Etwas entfernt von der politischenTagesarbeit wollte ich mir einen
interessanten Theaterabend geben. Büchners "Dantons Tod", schien mir dafür
mehr als geeignet. Ich erlebte eine fundamentale Enttäuschung . Unter der
Hand des Regisseurs geriet das Stück, das sich sehr dicht mit der
französischen Revolution 1789 auseinandersetzt, zu einem
"allgemeinmenschlichen" Aufguß.

"Dantons Tod" hatte mich im Gymnasium fasziniert, auch als ich -- vor
diversen Sozialwissenschaften -- Theaterwissenschaft studierte, um Regisseur
zu werden. Das Stück spielt -- durchaus differenziert -- am Höhepunkt des
"terreurs". Die kleinbürgerlichen Jakobiner versuchen mit "Tugendterreor"
das Revolutionsschiff zu steuern: Nachdem sie ihre "linken" Kritiker
ausgschaltet haben, geht es nun den "Gemäßigten" an den Kragen -- also auch
Danton, der dem Wüten der Guillotine ein Ende bereiten will.

Büchner zeichnet die Protagonisten in unterschiedlichen Farben, nicht in
Schwarz-Weiß. Die Szenengestaltung erinnert an Shakespeare; Büchners
packende, gelegentlich auch recht deftige Sprache ist ein wahrer Hammer.

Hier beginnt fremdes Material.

PR #470, opened 2023-03-09
fix(scroll): Scrolling failed to find the volume with segmentation

wayfarer3130:
On attempting to scroll a second frame of reference series against the original series, the scrolling failed to display.
Also fix a NPE on turning off CINE related to segmentation.

### DIFF
--- a/packages/core/src/utilities/getTargetVolumeAndSpacingInNormalDir.ts
+++ b/packages/core/src/utilities/getTargetVolumeAndSpacingInNormalDir.ts
@@ -25,12 +25,13 @@ export default function getTargetVolumeAndSpacingInNormalDir(
 ): {
   imageVolume: IImageVolume;
   spacingInNormalDirection: number;
+  uid: string;
 } {
   const { viewPlaneNormal } = camera;
   const volumeActors = viewport.getActors();
 
   if (!volumeActors || !volumeActors.length) {
-    return { spacingInNormalDirection: null, imageVolume: null };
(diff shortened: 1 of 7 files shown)


packages/core/src/utilities/getTargetVolumeAndSpacingInNormalDir.ts
```diff
@@ -74,9 +78,12 @@ export default function getTargetVolumeAndSpacingInNormalDir(
       viewPlaneNormal
     );
 
-    if (spacingInNormalDirection < smallest.spacingInNormalDirection) {
+    // Allow for 1/1000 part larger requirement to prefer earlier volumes
+    // when the spacing is all essentially the same.
+    if (spacingInNormalDirection * 1.001 < smallest.spacingInNormalDirection) {
```
sedghi, line 83: How about 

```
if (Math.abs(spacingInNormalDirection - smallest.spacingInNormalDirection) > CORE.Constant.Epsilon)
```

wayfarer3130: No, I don't think that is as good, this spacing check is related to the size of the actual spacing, and is multiplicative rather than absolute, and suppose we had extremely fine spacing, then using a fixed constant will either be too big or too small.  I'm ok with  (spacingInNormalDirection * (1+CORE.Constant.Epsilon)) if you want?

sedghi (approved):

Ich dachte mir, mit einer modernen Inszenierung könne man/frau mehr Licht
ins Dunkel des -- blutigen -- Revolutionsgeschehens bringen. Das geht jedoch
nur, wenn man versteht, daß es sich um eine BÜRGERLICHE Revolution handelt,
ihre AkteurInnen auch so zeichnet.

Die Inszenierung von Jan Bosse ist meilenweit davon entfernt. Sie entkleidet
den Stoff weitgehend seines konkret-geschichtlichen Inhalts und enthebt ihn
ins Unverbindliche, "Allgemeinmenschliche". Im Programmheft erfährt man/frau
auf 2 Seiten mehr über 1789 und danach als in dem zweistündigen
Theaterabend.

Aus dem einen Satz Büchners "Die Welt ist Chaos" wird ein eindimensionales
Strukturprinzip. Überall liegen Kleidungsstücke herum, Danton läüft wie ein
Blöder (gut existenzialistisch: "Geworfener") um das Bühnenbild herum,
man/frau glaubt, er hielte sich fast nur in Bordellen auf.

Der Hauptdarsteller Joachim Meyerhoff, den ich großartig im "Faust" als
Mephistopheles erlebte, kann bei diesem verqueren Regie-Konzept seine
hervorragenenden Qualitäten kaum entfalten. Als Nur-"Müder" wird er
stattdesssen mit Äußerlichkeiten ausgestattet: mit einem Schlafrock, mit
Erde -- weil es doch dem Grab entgegengeht...

Zuletzt ein ganz wichtiger Indikator -- weil ja gerade kritisches Theater
(im Sinnne von Brecht) auch UNTERHALTEN soll. Im Burgttheater wird bei
dieser Produktion -- "Dantons Tod" hat eine Fülle von ironischen,
sarkastischen Seiten! -- kein einziges Mal gelacht.